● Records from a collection
■ ■ ■ ■
PR #158, opened 2025-02-27
fix: Fix R CMD check `NOTE`s in `fill_null()` for LazyFrame

etiennebacher:


DESCRIPTION
```diff
@@ -16,6 +16,7 @@ License: MIT + file LICENSE
 Depends:
     R (>= 4.2)
 Imports:
+    methods,
```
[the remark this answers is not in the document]
etiennebacher: Actually I used `@importFrom`

eitsupi (commented):
Can you use `infer_polars_dtype()` instead of check R classes?

R/expr-expr.R
```diff
@@ -3914,7 +3914,7 @@ expr__fill_null <- function(value, strategy = NULL, limit = NULL) {
       abort("can only specify `limit` when strategy is set to 'backward' or 'forward'")
     }
     if (!missing(value)) {
-      self$`_rexpr`$fill_null(as_polars_expr(value)$`_rexpr`)
+      self$`_rexpr`$fill_null(as_polars_expr(value, as_lit = TRUE)$`_rexpr`)
```
etiennebacher, line 3917: Otherwise tests on LazyFrame `fill_null()` fail.

tests/testthat/test-lazyframe-frame.R
```diff
@@ -797,6 +797,26 @@ test_that("fill_null(): basic usage", {
...
+  expect_query_equal(
+    .input$fill_null("foobar"),
+    df,
+    pl$DataFrame(
+      num = c(1, 2, NA),
+      str = c("a", "b", "foobar"),
+      cat_lex = c("a", "b", "foobar"),
+      cat_phy = c("a", "b", "foobar")
+    )$cast(cat_lex = pl$Categorical("lexical"), cat_phy = pl$Categorical("physical"))
+  )
```
etiennebacher, line 817: This throws a message about how categorical remapping is expensive (also in py-polars), but it doesn't fail the tests.

etiennebacher:
Done, nice simplification indeed

R/lazyframe-frame.R
```diff
@@ -1006,11 +1006,10 @@ lazyframe__fill_null <- function(
     }
     check_dots_empty0(...)
     if (!missing(value) && !is.null(value)) {
+      dtype <- infer_polars_dtype(value)
```
eitsupi, line 1009: I think this would be an error if we passed a polars_expr for `value`. Test cases are needed.

eitsupi (changes requested):

R/expr-expr.R
```diff
@@ -3904,7 +3904,9 @@ expr__fill_nan <- function(value) {
 #' )
 expr__fill_null <- function(value, strategy = NULL, limit = NULL) {
   wrap({
-    check_exclusive(value, strategy)
+    if (!missing(value) && !missing(strategy) && !is.null(value) && !is.null(strategy)) {
+      abort("Exactly one of `value` or `strategy` must be supplied.")
+    }
```
etiennebacher, line 3909: This is necessary because when we call this `fill_null()` from the LazyFrame method, `value` is something and `strategy` is `NULL`, which fails this check.

It is annoying that `check_exclusive()` fails if both values are `NULL` or one is something and the other is `NULL`, how about we make a variant of this function that allows those cases?

eitsupi: I think that makes sense.

R/lazyframe-frame.R
```diff
@@ -1002,41 +1002,31 @@ lazyframe__fill_null <- function(
...
+        } else if (inherits(dtype, "polars_dtype_string")) {
+          dtypes <- c(pl$String, pl$Categorical("physical"), pl$Categorical("lexical"))
+        } else {
+          dtypes <- dtype
+        }
       }
-      # TODO: time datatype
 
-      if (!is_list_of_polars_dtype(dtypes)) {
+      if (!is.null(dtypes) && !is_list_of_polars_dtype(dtypes)) {
```
eitsupi, line 1029: Maybe `if (is_polars_dtype(dtypes))`?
■ ■ ■ ■
● BRIEF
Extract every record. Keep wording exact.

● TASK ANSWER
PR #158, opened 2025-02-27
fix: Fix R CMD check `NOTE`s in `fill_null()` for LazyFrame

etiennebacher:


DESCRIPTION
```diff
@@ -16,6 +16,7 @@ License: MIT + file LICENSE
 Depends:
     R (>= 4.2)
 Imports:
+    methods,
```
[the remark this answers is not in the document]
etiennebacher: Actually I used `@importFrom`

eitsupi (commented):
Can you use `infer_polars_dtype()` instead of check R classes?

R/expr-expr.R
```diff
@@ -3914,7 +3914,7 @@ expr__fill_null <- function(value, strategy = NULL, limit = NULL) {
       abort("can only specify `limit` when strategy is set to 'backward' or 'forward'")
     }
     if (!missing(value)) {
-      self$`_rexpr`$fill_null(as_polars_expr(value)$`_rexpr`)
+      self$`_rexpr`$fill_null(as_polars_expr(value, as_lit = TRUE)$`_rexpr`)
```
etiennebacher, line 3917: Otherwise tests on LazyFrame `fill_null()` fail.

tests/testthat/test-lazyframe-frame.R
```diff
@@ -797,6 +797,26 @@ test_that("fill_null(): basic usage", {
...
+  expect_query_equal(
+    .input$fill_null("foobar"),
+    df,
+    pl$DataFrame(
+      num = c(1, 2, NA),
+      str = c("a", "b", "foobar"),
+      cat_lex = c("a", "b", "foobar"),
+      cat_phy = c("a", "b", "foobar")
+    )$cast(cat_lex = pl$Categorical("lexical"), cat_phy = pl$Categorical("physical"))
+  )
```
etiennebacher, line 817: This throws a message about how categorical remapping is expensive (also in py-polars), but it doesn't fail the tests.

etiennebacher:
Done, nice simplification indeed

R/lazyframe-frame.R
```diff
@@ -1006,11 +1006,10 @@ lazyframe__fill_null <- function(
     }
     check_dots_empty0(...)
     if (!missing(value) && !is.null(value)) {
+      dtype <- infer_polars_dtype(value)
```
eitsupi, line 1009: I think this would be an error if we passed a polars_expr for `value`. Test cases are needed.

eitsupi (changes requested):

R/expr-expr.R
```diff
@@ -3904,7 +3904,9 @@ expr__fill_nan <- function(value) {
 #' )
 expr__fill_null <- function(value, strategy = NULL, limit = NULL) {
   wrap({
-    check_exclusive(value, strategy)
+    if (!missing(value) && !missing(strategy) && !is.null(value) && !is.null(strategy)) {
+      abort("Exactly one of `value` or `strategy` must be supplied.")
+    }
```
etiennebacher, line 3909: This is necessary because when we call this `fill_null()` from the LazyFrame method, `value` is something and `strategy` is `NULL`, which fails this check.

It is annoying that `check_exclusive()` fails if both values are `NULL` or one is something and the other is `NULL`, how about we make a variant of this function that allows those cases?

eitsupi: I think that makes sense.

R/lazyframe-frame.R
```diff
@@ -1002,41 +1002,31 @@ lazyframe__fill_null <- function(
...
+        } else if (inherits(dtype, "polars_dtype_string")) {
+          dtypes <- c(pl$String, pl$Categorical("physical"), pl$Categorical("lexical"))
+        } else {
+          dtypes <- dtype
+        }
       }
-      # TODO: time datatype
 
-      if (!is_list_of_polars_dtype(dtypes)) {
+      if (!is.null(dtypes) && !is_list_of_polars_dtype(dtypes)) {
```
eitsupi, line 1029: Maybe `if (is_polars_dtype(dtypes))`?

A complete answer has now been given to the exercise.